Truthfully, I understand less and less about adoption every single day.
I have come to believe that every simple, clear statement made about the adoption experience, from any perspective, is at worst wrong and at best incomplete.
Including this one.
My experience in adoption is merely vicarious. I have stood near, peering into that swirling vortex of archetypal energy, putting a toe or a hand in when I am implicated or needed, watching people I care about, dear friends, clients I treat, family members, my children, construct and deconstruct their very identities in the face of a tidal wave of paradoxical answers to impossible questions:
What is motherhood, fatherhood? What are parents? What is birth? What is blood? What is natural? What is inevitable? What is choice? What is fate? What is bravery? What is abandonment? What is rejection? What is selflessness? What is selfishness? What is history? What is justice? What is privilege? What is poverty? What is coercion? What is generosity? What is belonging? What is kinship? What is money? What is ownership? What is commerce? What is love? What is family? What is nurture? What is genetics? What is race? What is racism? What is culture? What is loss? What is grief? What is gratitude? What is anger? What is health? What is normal? What is identity? What is memory? What is truth? What is bias? What is real? What is wholeness? Who are any of us to each other? Who am I?
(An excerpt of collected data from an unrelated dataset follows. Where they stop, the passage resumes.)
PR #140, opened 2022-04-11
make toggleconsole FCVAR_DONTRECORD

BobTheBob9:


GeckoEidechse:
Prevents toggling console from being recorded in demos.

PR #407, opened 2023-01-29
fix broken filters

BobTheBob9:
oops, filters are broken again due to a missing </ClInclude>, this fixes them


RoyalBlue1 (approved):
Fixes the filter

GeckoEidechse (approved):
(Mandatory approval for GH)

The adoption community itself fractures under the weight of these paradoxical energies splintering into opposing factions, communities organizing around their chosen set of answers. Some advocate for all adoption to be halted as unethical, coercive, destructive abductions. Some think smuggling children across borders without papers is justifiable to “save” a child’s soul and “provide a better life”. Birth mothers, first mothers, natural mothers, adoptees, adopted persons, adult adoptees, adoptive parents, forever families, adopters – every word becomes an injury, a wounding – language itself becomes impossible and insufficient to describe all of the light and darkness, joys and sorrows, connections and disconnections, contradictions, ambivalence and dissonance.
I’ve learned to think of all of the voices in the adoption community, as dissonant as they are, as part of some whole, that I can never grasp.
Like when people talk about God.
And I have never known any two people to forge answers to more than a few of these questions in the same way.
Any fantasy, myth, generalization, romanticization, stereotype, unconscious bias or assumption that I have ever made – in any direction – about adoption, adoptees, original parents, has been soundly turned on its head, repeatedly.
And perhaps that is the point: these are not experiences for me as a non-adopted therapist, a non-adopted adoptive parent, to identify with, co-opt or fully comprehend.
Perhaps the call is to behave with consistent respect for what I can never understand.